:: Recorded data

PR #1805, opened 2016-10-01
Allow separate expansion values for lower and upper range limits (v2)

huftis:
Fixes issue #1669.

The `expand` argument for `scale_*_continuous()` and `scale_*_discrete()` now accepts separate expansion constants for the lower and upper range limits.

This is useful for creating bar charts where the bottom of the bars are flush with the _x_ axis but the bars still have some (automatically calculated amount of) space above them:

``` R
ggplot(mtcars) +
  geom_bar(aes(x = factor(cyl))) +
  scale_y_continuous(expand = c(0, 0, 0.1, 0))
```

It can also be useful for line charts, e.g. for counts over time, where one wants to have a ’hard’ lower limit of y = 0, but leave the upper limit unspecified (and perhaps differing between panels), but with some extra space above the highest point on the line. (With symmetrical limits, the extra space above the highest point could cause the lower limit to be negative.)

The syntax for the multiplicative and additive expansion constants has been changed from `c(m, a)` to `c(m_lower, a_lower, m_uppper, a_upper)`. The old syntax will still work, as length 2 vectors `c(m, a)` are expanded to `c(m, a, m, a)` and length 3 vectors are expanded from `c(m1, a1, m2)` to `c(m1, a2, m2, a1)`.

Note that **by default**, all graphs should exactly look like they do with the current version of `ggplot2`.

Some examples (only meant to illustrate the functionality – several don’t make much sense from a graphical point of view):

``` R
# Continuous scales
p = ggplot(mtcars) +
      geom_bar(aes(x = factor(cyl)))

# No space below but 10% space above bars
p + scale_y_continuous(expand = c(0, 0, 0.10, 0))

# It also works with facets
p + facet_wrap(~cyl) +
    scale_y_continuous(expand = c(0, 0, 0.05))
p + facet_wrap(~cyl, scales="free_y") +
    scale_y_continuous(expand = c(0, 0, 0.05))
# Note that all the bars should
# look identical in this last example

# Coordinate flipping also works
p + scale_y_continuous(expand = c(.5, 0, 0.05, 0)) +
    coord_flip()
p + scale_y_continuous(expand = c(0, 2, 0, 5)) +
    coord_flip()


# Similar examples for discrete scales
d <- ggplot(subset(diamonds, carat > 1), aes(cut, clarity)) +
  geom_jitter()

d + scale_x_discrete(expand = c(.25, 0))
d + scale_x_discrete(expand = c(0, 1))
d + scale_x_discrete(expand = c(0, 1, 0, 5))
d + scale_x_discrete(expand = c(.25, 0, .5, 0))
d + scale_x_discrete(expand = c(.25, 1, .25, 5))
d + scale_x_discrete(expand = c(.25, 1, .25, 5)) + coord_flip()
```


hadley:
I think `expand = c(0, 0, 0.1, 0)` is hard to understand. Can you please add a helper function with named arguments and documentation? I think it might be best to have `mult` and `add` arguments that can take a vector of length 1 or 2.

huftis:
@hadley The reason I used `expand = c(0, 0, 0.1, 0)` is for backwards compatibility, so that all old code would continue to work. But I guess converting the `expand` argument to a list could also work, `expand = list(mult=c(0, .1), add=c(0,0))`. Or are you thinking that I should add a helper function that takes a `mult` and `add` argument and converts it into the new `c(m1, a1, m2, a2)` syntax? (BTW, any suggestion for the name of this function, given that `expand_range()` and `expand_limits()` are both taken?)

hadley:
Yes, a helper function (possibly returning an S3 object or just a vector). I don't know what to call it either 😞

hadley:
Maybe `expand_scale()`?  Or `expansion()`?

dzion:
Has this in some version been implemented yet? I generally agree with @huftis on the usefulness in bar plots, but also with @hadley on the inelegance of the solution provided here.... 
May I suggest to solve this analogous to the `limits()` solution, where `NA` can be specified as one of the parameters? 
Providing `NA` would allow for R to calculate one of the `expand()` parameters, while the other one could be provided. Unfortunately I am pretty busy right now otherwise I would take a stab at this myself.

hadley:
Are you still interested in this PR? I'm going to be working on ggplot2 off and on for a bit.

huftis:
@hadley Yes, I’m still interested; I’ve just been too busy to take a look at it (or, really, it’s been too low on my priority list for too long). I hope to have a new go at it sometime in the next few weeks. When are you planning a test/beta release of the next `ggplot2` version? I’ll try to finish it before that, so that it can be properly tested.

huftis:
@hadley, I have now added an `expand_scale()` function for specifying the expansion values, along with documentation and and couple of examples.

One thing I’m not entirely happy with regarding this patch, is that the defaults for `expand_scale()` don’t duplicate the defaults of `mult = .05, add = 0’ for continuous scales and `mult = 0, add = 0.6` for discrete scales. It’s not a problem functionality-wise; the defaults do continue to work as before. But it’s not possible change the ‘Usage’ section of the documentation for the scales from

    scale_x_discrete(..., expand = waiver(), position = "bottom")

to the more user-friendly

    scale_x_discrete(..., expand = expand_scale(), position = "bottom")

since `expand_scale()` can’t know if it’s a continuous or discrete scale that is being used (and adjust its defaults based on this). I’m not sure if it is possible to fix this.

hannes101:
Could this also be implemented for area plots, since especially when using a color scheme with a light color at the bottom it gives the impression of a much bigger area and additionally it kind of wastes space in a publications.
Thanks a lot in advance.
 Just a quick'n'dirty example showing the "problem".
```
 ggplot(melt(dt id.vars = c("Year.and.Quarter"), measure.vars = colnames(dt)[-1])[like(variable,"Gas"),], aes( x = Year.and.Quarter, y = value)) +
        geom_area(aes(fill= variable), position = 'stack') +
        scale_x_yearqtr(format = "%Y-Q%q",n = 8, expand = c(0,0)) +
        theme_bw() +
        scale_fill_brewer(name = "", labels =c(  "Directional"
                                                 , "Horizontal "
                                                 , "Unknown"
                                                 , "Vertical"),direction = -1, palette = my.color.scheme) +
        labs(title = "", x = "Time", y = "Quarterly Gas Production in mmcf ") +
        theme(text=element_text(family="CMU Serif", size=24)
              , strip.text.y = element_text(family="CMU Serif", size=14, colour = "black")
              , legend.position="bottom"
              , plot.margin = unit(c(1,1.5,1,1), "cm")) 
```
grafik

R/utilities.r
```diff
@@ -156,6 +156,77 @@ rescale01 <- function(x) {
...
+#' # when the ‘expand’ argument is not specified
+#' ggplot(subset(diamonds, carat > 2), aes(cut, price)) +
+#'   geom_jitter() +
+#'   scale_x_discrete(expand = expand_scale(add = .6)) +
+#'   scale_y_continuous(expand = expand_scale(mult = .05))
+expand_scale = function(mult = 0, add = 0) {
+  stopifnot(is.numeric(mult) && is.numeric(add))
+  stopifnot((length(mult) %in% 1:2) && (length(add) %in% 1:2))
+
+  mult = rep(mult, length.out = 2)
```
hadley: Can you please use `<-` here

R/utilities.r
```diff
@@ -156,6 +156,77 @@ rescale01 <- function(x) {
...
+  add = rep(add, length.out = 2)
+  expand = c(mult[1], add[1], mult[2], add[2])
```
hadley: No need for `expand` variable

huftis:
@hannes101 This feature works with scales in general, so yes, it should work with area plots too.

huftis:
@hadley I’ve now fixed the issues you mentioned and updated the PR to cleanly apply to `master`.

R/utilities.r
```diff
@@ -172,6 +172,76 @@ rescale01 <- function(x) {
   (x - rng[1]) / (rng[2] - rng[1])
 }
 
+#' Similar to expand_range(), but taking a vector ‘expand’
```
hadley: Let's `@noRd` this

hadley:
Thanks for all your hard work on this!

::::
:: Recorded data

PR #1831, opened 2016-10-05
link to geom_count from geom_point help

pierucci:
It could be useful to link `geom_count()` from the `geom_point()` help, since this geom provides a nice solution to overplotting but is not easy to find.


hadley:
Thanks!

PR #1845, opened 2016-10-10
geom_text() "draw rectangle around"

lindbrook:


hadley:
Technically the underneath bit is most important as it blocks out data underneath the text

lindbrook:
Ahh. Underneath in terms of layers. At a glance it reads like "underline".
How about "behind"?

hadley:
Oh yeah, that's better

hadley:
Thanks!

::::

## Task details:
For this exercise, please output exactly the lines above starting at the line with "PR #1805, opened 2016-10-01" and ending at the line with "upper range limits.", ends included.

## Result of this exercise:
PR #1805, opened 2016-10-01
Allow separate expansion values for lower and upper range limits (v2)

huftis:
Fixes issue #1669.

The `expand` argument for `scale_*_continuous()` and `scale_*_discrete()` now accepts separate expansion constants for the lower and upper range limits.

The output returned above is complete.